Show each line from the listing that includes the word "OnCreate".
++++ Exercise data ++++
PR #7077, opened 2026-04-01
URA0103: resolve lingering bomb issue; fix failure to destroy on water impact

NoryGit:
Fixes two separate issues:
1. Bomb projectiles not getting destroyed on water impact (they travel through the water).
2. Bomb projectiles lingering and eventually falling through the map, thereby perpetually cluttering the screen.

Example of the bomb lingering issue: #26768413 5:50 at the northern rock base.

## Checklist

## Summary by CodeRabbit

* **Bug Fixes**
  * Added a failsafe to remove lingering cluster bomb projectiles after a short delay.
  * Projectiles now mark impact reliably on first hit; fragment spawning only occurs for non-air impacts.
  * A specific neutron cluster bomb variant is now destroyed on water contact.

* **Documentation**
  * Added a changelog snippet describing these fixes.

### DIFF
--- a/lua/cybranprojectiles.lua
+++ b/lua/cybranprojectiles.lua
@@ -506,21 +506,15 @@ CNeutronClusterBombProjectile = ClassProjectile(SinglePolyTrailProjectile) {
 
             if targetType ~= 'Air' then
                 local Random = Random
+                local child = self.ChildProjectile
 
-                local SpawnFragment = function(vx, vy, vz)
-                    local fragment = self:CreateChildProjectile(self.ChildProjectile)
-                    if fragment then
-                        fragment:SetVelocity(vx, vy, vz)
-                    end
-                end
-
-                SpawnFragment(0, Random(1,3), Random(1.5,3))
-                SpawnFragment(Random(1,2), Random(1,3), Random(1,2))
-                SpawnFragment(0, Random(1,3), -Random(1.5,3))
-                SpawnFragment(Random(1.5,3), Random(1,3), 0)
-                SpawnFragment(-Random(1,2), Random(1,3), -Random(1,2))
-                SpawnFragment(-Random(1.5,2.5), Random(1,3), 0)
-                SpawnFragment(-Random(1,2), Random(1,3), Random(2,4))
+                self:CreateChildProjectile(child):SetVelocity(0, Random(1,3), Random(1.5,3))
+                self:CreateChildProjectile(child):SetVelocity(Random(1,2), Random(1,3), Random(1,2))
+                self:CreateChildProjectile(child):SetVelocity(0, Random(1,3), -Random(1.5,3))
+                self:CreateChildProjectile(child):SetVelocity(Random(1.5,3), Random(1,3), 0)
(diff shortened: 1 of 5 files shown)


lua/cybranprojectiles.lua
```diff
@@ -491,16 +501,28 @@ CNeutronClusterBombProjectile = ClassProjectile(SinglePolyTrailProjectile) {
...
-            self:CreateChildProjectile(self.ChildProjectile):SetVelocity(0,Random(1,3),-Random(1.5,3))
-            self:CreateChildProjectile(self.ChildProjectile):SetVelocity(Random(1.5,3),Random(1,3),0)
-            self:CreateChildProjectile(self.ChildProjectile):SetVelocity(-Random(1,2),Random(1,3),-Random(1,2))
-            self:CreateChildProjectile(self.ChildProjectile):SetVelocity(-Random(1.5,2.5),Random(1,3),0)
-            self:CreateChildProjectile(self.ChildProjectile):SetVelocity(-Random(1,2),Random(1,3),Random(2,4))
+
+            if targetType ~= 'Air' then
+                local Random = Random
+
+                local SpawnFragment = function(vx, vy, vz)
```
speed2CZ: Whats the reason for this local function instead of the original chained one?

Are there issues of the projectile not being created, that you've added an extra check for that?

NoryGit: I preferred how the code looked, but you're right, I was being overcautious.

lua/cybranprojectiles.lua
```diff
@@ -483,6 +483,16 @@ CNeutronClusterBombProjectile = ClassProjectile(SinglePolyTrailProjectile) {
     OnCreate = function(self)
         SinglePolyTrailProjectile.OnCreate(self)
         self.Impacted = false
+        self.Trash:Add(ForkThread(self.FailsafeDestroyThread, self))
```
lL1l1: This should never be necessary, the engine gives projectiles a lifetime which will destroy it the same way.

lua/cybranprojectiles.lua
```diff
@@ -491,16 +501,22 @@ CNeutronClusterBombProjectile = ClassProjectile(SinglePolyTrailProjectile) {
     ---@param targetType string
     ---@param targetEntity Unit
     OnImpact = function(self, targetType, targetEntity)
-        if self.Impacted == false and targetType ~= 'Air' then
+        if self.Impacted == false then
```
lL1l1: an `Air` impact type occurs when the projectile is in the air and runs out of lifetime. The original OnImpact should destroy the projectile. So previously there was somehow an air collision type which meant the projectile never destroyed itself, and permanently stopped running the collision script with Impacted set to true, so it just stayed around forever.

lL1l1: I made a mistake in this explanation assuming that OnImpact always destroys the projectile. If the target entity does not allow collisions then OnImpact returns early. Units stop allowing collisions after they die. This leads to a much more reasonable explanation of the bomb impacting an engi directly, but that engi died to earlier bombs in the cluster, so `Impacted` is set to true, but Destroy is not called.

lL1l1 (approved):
++++
### Exercise answer
     OnCreate = function(self)
         SinglePolyTrailProjectile.OnCreate(self)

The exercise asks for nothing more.